Number systems of the world, sorted by complexity of counting (2006) - ColinWright
http://www.sf.airnet.ne.jp/ts/language/number.html
======
no_identd
A LOT of these have massive errors. I strongly recommend comparing all that to
this paper:

[https://pdfs.semanticscholar.org/5ca1/fa0ffca55e9003053de2f5...](https://pdfs.semanticscholar.org/5ca1/fa0ffca55e9003053de2f5ef36a25819109b.pdf)
\- Harald Hammarström - Rarities in Numeral Systems (2009)

And this page:

[https://mpi-lingweb.shh.mpg.de/numeral/](https://mpi-
lingweb.shh.mpg.de/numeral/) "Numeral Systems of the World's Languages"

By the way: If anyone can find a digital copy of this paper from 1840 by
Augustin-Louis Cauchy (yes, THAT Cauchy!):

[https://scholar.google.com/scholar?cites=6877129426190119313...](https://scholar.google.com/scholar?cites=6877129426190119313&as_sdt=2005&sciodt=0,5&hl=en)
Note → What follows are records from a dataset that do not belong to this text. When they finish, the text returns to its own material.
PR #403, opened 2019-01-28
Feature #377 alternative routes

### LINKED ISSUE #377: Enable GraphHopper's alternative wayfinding methods
Let's evaluate the dev effort for

- round trip
- alternative routes

Ref. https://github.com/graphhopper/graphhopper/blob/master/docs/web/api-doc.md#flexible

Not sure who to assign here. @sfendrich? What do you think? Smth to look forward to in the new year?;)

takb:
### Pull Request Checklist

Fixes #377 .

- Key functionality added:
- routing API option "alternative_routes": n (int) added, uses GH alternative_route algorithm to return up to n routes for the query. Currently disables CH, and more than 2 waypoints are not supported. Parameters for the algorithm can be set with options "alternative_routes_weight_factor": (double) and  "alternative_routes_share_factor": (double).  

- Reason for change: 
This gets the algorithm to work basically, but a) the algorithm produces some funny results and b) CH support is underway (https://github.com/graphhopper/graphhopper/pull/1524), so we'll need to continue work on this feature in a while. The changes to RouteResultBuilder are also crying out for serious refactoring... So this is not done or anything, just stashing away interim results.

### DIFF
--- a/openrouteservice/src/main/java/heigit/ors/routing/RouteResultBuilder.java
+++ b/openrouteservice/src/main/java/heigit/ors/routing/RouteResultBuilder.java
@@ -57,11 +57,7 @@ public class RouteResultBuilder
     public RouteResult[] createRouteResults(List<GHResponse> routes, RoutingRequest request, List<RouteExtraInfo> extras) throws Exception {
         if (routes.isEmpty())
             return new RouteResult[]{new RouteResult(request.getExtraInfo())};
-
         if (routes.size() > 1) {
-            if (request.getSearchParameters().getAlternativeRoutes() > 1) {
-                throw new InternalServerException(RoutingErrorCodes.INVALID_PARAMETER_VALUE, "Alternative routes algorithm does not support more than two way points");
-            }
             return new RouteResult[]{createRouteResult(routes, request, extras)};
         }
         return createRouteResultSet(routes.get(0), request, extras);
--- a/openrouteservice/src/main/java/heigit/ors/routing/RouteResultBuilder.java
+++ b/openrouteservice/src/main/java/heigit/ors/routing/RouteResultBuilder.java
@@ -23,538 +23,221 @@ package heigit.ors.routing;
 import com.graphhopper.GHResponse;
 import com.graphhopper.PathWrapper;
 import com.graphhopper.util.*;
-import com.graphhopper.util.shapes.BBox;
 import com.vividsolutions.jts.geom.Coordinate;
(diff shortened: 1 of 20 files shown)


openrouteservice/src/main/java/heigit/ors/routing/RouteResultBuilder.java
```diff
@@ -54,297 +54,512 @@ public RouteResultBuilder()
...
+        boolean formatInstructions = request.getInstructionsFormat() == RouteInstructionsFormat.HTML;
+        boolean includeDetourFactor = request.hasAttribute("detourfactor");
+        boolean includeElev = request.getIncludeElevation();
+        DistanceUnit units = request.getUnits();
+        int unitDecimals = FormatUtility.getUnitDecimals(units);
+
+        RouteResult[] resultSet = new RouteResult[route.getAll().size()];
+
+        for (PathWrapper path : route.getAll()) {
+            RouteResult result = new RouteResult(request.getExtraInfo());
```
rabidllama, line 103: I would suggest that we refactor some of the code to reduce duplication of methods. For example, a lot of the code here is duplicated earlier, so it would be good if we could take this code and put it into a method that can be used for all places where this functionality is required. There are some differences relating to some aspects (e.g. loops), so it might need a bit of thought to get it working properly but it would certainly be a step in the right direction for cleaning up this class.

openrouteservice/src/main/java/heigit/ors/routing/RouteSearchParameters.java
```diff
@@ -65,6 +65,11 @@
     private int[] _avoidCountries = null;
     private BordersExtractor.Avoid _avoidBorders = BordersExtractor.Avoid.NONE;
 
+//  TAKB: parameters weight factor and share factor seem to be ignored by the algorithm, further testing required.
+    private int _alternativeRoutes = -1;
```
rabidllama: Would be better to name this _alternativeRouteCount to make it clearer what it is for (same for the getter and setter)

rabidllama (changes requested):
Mostly looks good, though I think we should do a small amount of refactoring in the RouteResultBuilder to reduce the duplication of the code that builds some of the route information.

There is a line of code in RoutingProfileManager (ln 463) that defines whether a route uses dynamic weights, which in turn is used to limit the length of routes requested. As the alternative routing algorithm does not used the optimised routing algorithms, we should add to that line a check for requesting alternative routes and if they are requested, then the distance check should also be carried out.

I'd very much appreciate it.

Donald E. Knuth cites it in TAOCP while discussing Balanced Ternary:

"Cauchy pointed out that negative digits make it unneccesary for a person to
memorize the multiplication table past 5x5." [Comptes Rendus Acad. Sci. 11
(Paris, 1840), 789-798]

But he doesn't elaborate on it further, and neither does anyone else from what
I can tell, and I have yet to figure out the trick. (I currently try to teach
myself to EFFICIENTLY do all my mental arithmetic in balanced ternary - not an
easy task!)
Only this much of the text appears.